**PROBLEM TO SOLVE**
What is the number of lines in the entries that contain the word "dedicated"? Reply with that number only.

**RECORDS FOR THE EXERCISE**
PR #1128, opened 2023-09-05
Implement dedicated rollingwindow constraint node

### LINKED ISSUE #1015: Implement dedicated RollingWindow constraint node

JoelCourtney:
* **Tickets addressed:** closes #1015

**ANSWER BOX**
2